Stored data:
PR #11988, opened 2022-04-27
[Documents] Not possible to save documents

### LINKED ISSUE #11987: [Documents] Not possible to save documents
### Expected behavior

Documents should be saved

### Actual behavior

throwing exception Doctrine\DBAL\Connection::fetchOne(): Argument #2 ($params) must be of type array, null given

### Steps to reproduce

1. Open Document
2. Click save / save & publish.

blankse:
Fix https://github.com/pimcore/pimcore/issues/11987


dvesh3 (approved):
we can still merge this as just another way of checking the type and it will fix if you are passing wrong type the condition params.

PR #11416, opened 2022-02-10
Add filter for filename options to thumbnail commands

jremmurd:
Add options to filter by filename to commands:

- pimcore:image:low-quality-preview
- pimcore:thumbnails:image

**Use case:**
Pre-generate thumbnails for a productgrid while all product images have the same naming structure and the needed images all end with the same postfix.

==

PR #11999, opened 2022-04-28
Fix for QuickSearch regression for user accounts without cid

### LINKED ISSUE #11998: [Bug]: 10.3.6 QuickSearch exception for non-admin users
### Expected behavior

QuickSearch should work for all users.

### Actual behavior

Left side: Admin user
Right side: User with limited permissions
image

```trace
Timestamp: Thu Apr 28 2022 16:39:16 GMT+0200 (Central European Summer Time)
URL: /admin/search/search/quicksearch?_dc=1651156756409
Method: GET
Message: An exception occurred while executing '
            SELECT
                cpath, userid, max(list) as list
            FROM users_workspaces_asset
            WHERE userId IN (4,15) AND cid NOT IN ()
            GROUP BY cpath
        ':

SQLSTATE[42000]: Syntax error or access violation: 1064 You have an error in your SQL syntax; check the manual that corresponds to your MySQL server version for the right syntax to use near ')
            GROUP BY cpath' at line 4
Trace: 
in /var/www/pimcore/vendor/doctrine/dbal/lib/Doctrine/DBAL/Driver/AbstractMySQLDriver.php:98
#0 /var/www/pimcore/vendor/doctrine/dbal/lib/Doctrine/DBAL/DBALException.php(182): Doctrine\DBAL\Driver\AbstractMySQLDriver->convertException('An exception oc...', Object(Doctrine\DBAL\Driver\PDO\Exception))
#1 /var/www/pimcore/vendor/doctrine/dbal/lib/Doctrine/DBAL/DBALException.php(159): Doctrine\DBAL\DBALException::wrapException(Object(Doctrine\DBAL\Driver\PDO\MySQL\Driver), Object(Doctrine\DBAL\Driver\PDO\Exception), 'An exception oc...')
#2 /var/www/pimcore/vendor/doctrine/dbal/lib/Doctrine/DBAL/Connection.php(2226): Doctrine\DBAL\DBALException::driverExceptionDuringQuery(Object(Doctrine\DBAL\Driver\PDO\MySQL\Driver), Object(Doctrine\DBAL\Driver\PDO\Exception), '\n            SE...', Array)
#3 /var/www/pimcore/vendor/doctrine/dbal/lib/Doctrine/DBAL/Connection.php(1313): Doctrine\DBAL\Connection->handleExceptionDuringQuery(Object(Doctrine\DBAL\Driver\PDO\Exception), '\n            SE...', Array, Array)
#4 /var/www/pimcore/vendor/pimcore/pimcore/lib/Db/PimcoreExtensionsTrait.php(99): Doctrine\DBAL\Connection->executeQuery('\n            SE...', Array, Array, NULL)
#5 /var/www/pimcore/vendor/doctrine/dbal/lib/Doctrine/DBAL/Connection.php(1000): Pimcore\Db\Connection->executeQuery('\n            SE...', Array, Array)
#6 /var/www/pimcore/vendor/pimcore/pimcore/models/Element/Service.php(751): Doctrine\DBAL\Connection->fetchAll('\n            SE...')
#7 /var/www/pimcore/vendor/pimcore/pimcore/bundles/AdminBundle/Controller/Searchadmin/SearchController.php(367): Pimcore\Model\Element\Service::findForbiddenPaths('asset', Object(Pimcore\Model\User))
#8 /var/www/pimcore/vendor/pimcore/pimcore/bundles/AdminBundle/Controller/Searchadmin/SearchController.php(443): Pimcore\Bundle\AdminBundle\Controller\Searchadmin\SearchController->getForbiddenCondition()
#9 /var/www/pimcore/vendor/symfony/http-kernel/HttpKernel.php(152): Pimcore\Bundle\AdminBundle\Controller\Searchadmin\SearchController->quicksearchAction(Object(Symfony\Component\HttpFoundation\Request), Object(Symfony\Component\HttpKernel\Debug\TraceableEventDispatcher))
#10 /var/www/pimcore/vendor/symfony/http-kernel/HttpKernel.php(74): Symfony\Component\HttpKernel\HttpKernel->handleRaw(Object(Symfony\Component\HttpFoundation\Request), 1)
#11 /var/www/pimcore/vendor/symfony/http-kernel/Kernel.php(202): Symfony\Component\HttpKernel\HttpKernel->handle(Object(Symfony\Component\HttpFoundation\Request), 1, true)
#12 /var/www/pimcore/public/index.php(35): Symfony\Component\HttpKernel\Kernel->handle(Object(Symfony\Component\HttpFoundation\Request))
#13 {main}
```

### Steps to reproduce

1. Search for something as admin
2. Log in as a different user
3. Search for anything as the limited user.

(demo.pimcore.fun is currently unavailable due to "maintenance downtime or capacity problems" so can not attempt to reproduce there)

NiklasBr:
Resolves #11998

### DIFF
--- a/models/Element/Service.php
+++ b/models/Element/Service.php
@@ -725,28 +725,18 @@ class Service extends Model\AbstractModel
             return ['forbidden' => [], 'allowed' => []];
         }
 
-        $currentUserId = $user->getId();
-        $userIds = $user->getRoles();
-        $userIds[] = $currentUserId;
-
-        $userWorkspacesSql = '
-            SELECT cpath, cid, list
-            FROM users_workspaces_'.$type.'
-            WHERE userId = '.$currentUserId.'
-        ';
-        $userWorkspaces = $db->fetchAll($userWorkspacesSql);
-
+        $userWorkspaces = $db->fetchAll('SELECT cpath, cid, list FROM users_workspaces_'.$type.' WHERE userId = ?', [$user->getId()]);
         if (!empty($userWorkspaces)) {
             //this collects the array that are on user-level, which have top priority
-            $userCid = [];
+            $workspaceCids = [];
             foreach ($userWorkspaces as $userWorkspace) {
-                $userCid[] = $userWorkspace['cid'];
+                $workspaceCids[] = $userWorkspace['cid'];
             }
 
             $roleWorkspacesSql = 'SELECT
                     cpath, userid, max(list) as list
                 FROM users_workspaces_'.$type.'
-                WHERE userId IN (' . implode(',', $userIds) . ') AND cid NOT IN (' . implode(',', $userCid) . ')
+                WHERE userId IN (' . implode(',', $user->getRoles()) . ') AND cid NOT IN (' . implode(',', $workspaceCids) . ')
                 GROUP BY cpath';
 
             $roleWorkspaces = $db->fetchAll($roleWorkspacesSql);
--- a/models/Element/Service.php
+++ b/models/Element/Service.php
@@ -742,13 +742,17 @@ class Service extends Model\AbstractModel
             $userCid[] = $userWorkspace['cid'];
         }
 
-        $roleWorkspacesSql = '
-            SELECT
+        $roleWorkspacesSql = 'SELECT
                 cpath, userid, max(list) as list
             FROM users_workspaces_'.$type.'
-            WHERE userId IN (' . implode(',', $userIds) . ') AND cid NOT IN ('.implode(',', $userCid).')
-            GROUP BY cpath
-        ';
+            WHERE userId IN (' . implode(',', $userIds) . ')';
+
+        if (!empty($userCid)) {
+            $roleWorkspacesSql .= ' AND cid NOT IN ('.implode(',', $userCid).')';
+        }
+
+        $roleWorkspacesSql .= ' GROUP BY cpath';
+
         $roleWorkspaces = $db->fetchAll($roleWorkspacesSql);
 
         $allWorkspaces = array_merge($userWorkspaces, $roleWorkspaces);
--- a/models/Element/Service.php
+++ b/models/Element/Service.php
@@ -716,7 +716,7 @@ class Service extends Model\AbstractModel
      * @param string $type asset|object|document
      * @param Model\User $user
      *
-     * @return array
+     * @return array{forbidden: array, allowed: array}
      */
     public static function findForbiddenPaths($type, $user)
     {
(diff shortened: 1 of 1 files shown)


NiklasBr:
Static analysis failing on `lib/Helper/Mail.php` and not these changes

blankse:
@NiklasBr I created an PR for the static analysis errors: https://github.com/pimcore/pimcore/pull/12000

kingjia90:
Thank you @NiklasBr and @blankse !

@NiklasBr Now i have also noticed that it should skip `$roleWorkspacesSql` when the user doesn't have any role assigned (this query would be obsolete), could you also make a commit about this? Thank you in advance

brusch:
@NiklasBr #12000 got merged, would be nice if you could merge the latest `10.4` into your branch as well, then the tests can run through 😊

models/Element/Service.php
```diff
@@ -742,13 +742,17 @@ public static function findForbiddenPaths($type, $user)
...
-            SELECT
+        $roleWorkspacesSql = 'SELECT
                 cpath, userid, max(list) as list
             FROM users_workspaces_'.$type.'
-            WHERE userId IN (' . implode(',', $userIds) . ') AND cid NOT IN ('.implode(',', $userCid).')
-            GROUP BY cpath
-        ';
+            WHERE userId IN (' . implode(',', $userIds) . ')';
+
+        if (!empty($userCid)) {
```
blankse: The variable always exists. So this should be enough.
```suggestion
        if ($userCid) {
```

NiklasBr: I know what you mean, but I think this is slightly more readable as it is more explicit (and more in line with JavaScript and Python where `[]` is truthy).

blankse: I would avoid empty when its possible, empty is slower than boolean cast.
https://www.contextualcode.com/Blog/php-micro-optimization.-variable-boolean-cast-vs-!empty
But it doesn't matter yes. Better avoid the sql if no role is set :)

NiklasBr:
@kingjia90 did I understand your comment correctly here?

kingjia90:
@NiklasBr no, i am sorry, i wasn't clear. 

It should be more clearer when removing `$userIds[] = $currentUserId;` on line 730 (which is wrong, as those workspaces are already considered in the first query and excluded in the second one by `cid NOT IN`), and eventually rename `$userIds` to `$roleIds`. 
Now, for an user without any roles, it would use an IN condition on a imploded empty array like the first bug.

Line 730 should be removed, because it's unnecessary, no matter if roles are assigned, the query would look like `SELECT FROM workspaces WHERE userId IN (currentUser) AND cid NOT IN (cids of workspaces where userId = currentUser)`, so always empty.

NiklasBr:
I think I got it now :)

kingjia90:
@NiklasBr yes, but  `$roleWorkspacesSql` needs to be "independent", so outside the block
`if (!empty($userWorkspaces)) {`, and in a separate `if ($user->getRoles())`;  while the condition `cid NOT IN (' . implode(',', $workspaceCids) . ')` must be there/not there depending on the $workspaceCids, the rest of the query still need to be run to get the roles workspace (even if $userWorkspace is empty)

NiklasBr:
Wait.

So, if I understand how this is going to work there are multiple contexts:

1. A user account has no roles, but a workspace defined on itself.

---

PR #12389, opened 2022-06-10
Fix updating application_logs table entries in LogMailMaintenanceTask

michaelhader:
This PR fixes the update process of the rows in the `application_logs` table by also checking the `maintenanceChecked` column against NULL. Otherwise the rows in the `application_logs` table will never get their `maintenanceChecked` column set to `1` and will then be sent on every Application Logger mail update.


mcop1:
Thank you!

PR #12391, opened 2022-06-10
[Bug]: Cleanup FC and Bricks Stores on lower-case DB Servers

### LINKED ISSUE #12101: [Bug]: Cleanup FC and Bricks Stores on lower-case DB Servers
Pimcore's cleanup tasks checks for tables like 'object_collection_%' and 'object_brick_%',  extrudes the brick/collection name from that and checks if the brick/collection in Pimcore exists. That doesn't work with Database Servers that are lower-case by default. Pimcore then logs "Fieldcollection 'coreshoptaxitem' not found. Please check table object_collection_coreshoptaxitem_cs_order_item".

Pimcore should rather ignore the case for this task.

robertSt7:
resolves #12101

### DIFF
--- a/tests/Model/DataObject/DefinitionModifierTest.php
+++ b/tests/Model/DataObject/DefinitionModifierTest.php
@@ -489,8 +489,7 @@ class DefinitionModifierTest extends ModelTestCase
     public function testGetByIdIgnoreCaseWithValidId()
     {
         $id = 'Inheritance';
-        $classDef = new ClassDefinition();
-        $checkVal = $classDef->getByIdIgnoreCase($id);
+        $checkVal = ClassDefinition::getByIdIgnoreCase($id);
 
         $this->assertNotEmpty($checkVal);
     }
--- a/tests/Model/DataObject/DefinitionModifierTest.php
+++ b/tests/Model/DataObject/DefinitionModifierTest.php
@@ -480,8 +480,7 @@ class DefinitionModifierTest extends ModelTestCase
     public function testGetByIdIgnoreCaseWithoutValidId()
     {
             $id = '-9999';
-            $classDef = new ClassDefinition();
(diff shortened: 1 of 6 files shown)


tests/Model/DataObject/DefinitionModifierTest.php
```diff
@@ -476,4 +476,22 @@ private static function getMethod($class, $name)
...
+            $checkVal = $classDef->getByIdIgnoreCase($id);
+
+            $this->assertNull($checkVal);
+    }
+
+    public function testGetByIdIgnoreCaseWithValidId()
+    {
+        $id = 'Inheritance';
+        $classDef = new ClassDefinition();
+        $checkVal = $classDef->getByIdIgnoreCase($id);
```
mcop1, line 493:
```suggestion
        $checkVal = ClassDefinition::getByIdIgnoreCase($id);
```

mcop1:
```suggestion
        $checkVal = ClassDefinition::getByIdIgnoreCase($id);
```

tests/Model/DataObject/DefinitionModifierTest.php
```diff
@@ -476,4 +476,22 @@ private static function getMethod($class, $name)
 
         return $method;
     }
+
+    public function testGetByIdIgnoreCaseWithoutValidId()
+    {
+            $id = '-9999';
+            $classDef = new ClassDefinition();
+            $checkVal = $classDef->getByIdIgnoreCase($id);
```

Directions: Of the lines above, output exactly those from the line bearing "PR #11988, opened 2022-04-27" through the line bearing "array, null given", inclusive.

Answer box:
PR #11988, opened 2022-04-27
[Documents] Not possible to save documents

### LINKED ISSUE #11987: [Documents] Not possible to save documents
### Expected behavior

Documents should be saved

### Actual behavior

throwing exception Doctrine\DBAL\Connection::fetchOne(): Argument #2 ($params) must be of type array, null given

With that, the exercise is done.